◆ Exercise objective
A single number is needed: how many lines of the data hold the word "what".

** Opening Input records block **

PR #2425, opened 2022-08-30
Added support for LilygoTWatch2021 (ESP32-PICO-V3-02 + GC9A01) 

amzak:
## Description

This PR adds support for LilygoTWatch2021.
The device is a ESP32-PICO-V3-02 with 2Mb embedded PSRAM and a touch display with GC9A01 controller.

- added sdk config file sdkconfig.default_pico_rev3_psram; (copied from a pico config, modified psram related options)
- added preset LilygoTWatch2021_preset; (copied from LilygoTWatch2020)
- GC9A01 native graphics driver implementation;
- stub for CST816S touch controller;

## Motivation and Context
Was not supported before.

## How Has This Been Tested?
Locally on actual device - screen works.

## Types of changes

## Checklist


src/nanoFramework.Graphics/Graphics/Displays/GC9A01_240x240_SPI.cpp
```diff
@@ -0,0 +1,271 @@
+#include "Graphics.h"
```
Ellerbach, line 1: please add the standard header in this file.

Ellerbach: Additional question: what is the difference between this driver and the other existing ones? Any pointer on the reference or differences with the other ones?

src/nanoFramework.Graphics/Graphics/Displays/GC9A01_240x240_SPI.cpp
```diff
@@ -0,0 +1,271 @@
...
+    Attributes.BitsPerPixel = 16;
+    g_DisplayInterface.GetTransferBuffer(Attributes.TransferBuffer, Attributes.TransferBufferSize);
+    return;
+}
+
+bool DisplayDriver::Initialize()
+{
+    SetupDisplayAttributes();
+
+    g_DisplayInterface.SendCommand(1, GC9A01_CMD::InnerRegisterEnable2);
```
Ellerbach, line 92: would be nice to have a link on from where all those magic commands are coming from

src/nanoFramework.Graphics/TouchPanel/Devices/CST816S.cpp
```diff
@@ -0,0 +1,37 @@
+#include "TouchDevice.h"
```
Ellerbach, line 1: please add as well the standard header here

src/nanoFramework.Graphics/TouchPanel/Devices/CST816S.cpp
```diff
@@ -0,0 +1,37 @@
...
+#include "TouchInterface.h"
```
Ellerbach, line 2: So seems like a placeholder. And for touch, you have quite a few implemented in C# pure managed code. See https://github.com/nanoframework/nanoFramework.IoT.Device/tree/develop/devices#touch-sensors. It may be easier in C# as so far those are just prototypes in native.

Ellerbach (commented):
Nice addition! Few comments.

Ellerbach:
@josesimoes the build is failing but not because of the PR. Seems that one of the device is missing some recent changes on the GCC version.

josesimoes:
> @josesimoes the build is failing but not because of the PR. Seems that one of the device is missing some recent changes on the GCC version.

It's a matter of re-running the job. This started to happen last week and only for this target, which is using the resources and scripts as all the other STM ones. To make things worst this is always failing on the unpacking of the compressed file with the toolchain.

src/nanoFramework.Graphics/Graphics/Displays/GC9A01_240x240_SPI.cpp
amzak: Well, I guess it's very similar to ILI9341 or ST7735S, except for the initialization sequence, resolution, and may be some command's mappings, but the core commands look the same, like
MemoryWrite, Column/PageAddressSet, power control etc.

src/nanoFramework.Graphics/Graphics/Displays/GC9A01_240x240_SPI.cpp
amzak: That is not an easy thing to do) The only datasheet I could find is a preliminary version and it is not complete, for instance, the initialization sequence is not documented at all.
I've reviewed some code samples and alternative driver libraries for this controller, so PR's implemetation was based on this.
Should I attach the datasheet somewhere? It looks like this [GC9A01A.pdf at waveshare](https://www.waveshare.com/w/upload/5/5e/GC9A01A.pdf,) and manufacturer's site doesn't help.

src/nanoFramework.Graphics/TouchPanel/Devices/CST816S.cpp
amzak: My first attempt was not to include touch at all, but then the graphics library does not compile. May be there is a way to get around that?
I guess, I could have used XPT2046, which is a placeholder too, but it would be misleading.
Regarding managed implementation, looks like there is no implementation for CST816S and I have some concerns about speed and power consumption, but as a start I could implement it.

Ellerbach: That's fine, it's a placeholder anyway. Implementing the CST816S in manage code will be super straight forward. Seems very easy and you can reuse the existing ones. From existing drivers, speed is largely ok, consumption wise, it's like if it would be in native, it would fetch all the time the I2C bus to get the data from the driver. So not much less, not much more I would say.

src/nanoFramework.Graphics/Graphics/Displays/GC9A01_240x240_SPI.cpp
Ellerbach: All those are so similar and different at the same time, it's a bit frustrating as it does somehow prevent to easily create some universal drivers and some auto detection. But thanks again for adding this one!

josesimoes (commented):
My review comments are focused on the sdk config file.

From the looks of it (and correct my if I'm wrong) the relevant changes from the existing `sdkconfig.default_pico` are enabling support for PSRAM and enabling BLE.

All the other changes seem to be unintentional from your local testing.
Even the fact that you named the config `rev3` is not correct because that is not reflected on the config option.

If the above is correct, my suggestion goes towards:
1. Changing the existing config to enable support for PSRAM (as that won't hurt devices without it)
2. Enable BLE for the new configuration and rename it to sdkconfig.default_pico_ble.

amzak:
@josesimoes Yes, you are absolutely right. The most of these changes should not have got into the PR. My bad
As you've suggested, I enabled psram in default pico config and made a copy of it with bluetooth enabled.

josesimoes:
@amzak I've just add some missing config blocks for PSRAM and Nimble and updated the branch.
Should be OK for merge now.

josesimoes (approved):
LGTM!

josesimoes:
@amzak care to share the URL for the 2021 version?   I was adding this to the targets list but couldn't find it on lilygo website...

josesimoes:
@amzak one more thing: I've just added this to be build in Comunity Repo nightly build. Thing is that it's failing...
https://dev.azure.com/nanoframework/Community-Targets/_build/results?buildId=36294&view=logs&j=3e2e46fb-05e9-57f5-652a-47ac5d5f5c51&t=70a0fb5d-722f-5a09-dfd3-6a4cc5fd6cac

Any chance you can take a look and find out what's happening please?

amzak:
@josesimoes, sure, I'll look into it
Regarding the link, there is this [product page](http://www.lilygo.cn/prod_view.aspx?TypeId=50053&Id=1377&FId=t3:50053:3) and [github repo](https://github.com/Xinyuan-LilyGO/T-Watch-2021)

** Closing Input records block **

◆ Solution
2